Así empieza el apartado sobre Perú del último informe "El estado de los Derechos Humanos en el Mundo" de Amnistía Internacional, presentado en Lima el pasado 27 de mayo.
Bagua
La masacre de Bagua tiene mucho resalte en el Informe, recordando los hechos ocurridos y la reivindicaciones de los pueblos indígenas que bloquearon la carretera por más de 50 días.
Se señala el hecho de que la policía hizo un uso excesivo de la fuerza para dispersar a la multitud y en su actuación hirió y mató a personas no relacionadas con la manifestación.

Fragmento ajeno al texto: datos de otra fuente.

PR #737, opened 2026-06-30
refactor: strengthen LilypondData typing, collapse MusicCanvas fields

### LINKED ISSUE #652: Strengthen LilypondData typing: outer-dim aliases, single field, deep-readonly ranges
### 2. Description

`packages/pwa/src/ts/lily.ts` returns a `LilypondData` object that is consumed by `MusicCanvas`. The current type does not express the indexing semantics of its two main collections, `MusicCanvas` stores the returned data as four loosely-coupled instance fields, and the `ranges` collection is mutable at the Map and array levels despite the `Range` leaf fields being `readonly`. These gaps make partial or accidental mutation easier than it should be.

### 3. Reachability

El Informe evidencia que se formularon cargos contra 18 personas por los disturbios registrados durante la protesta y que pero fueron muy pocos los avances en el enjuiciamiento de los miembros de las fuerzas de seguridad responsables de violaciones de derechos humanos contra los manifestantes.
Majaz- Río Blanco
El Informe reporta de las fotografiás publicadas en enero 2009 relacionas a las torturas sufridas por 28 personas y el homicidio de un hombre ocurridos en agosto 2005 en el campamento del proyecto de exploración minera Río Blanco.
En marzo 2009 el Ministerio Público acusó formalmente a los policías involucrados en los hechos pero decidió no actuar contra la empresa minera o sus guardias de seguridad co-responsables de las torturas.
El Informe recuerda también los últimos hechos violentos ocurridos en la zona afectada por el proyecto Río Blanco: el asesinado de dos hombres por mano de la policía en diciembre durante una operacion para detener a un sospechoso de participar en un incendio provocado el 1 de noviembre en un campamento de la empresa Rio Blanco Copper, en el que murieron tres empleados de la mina.
Defensores derechos humanos
El Informe denuncia las amenazas que sufren los defensores de los derechos humanos en Perú, recordando también que las autoridades no transmitieron de manera inequívoca que tales actos no se tolerarían y ni garantizaron investigaciones efectivas sobre las amenazas.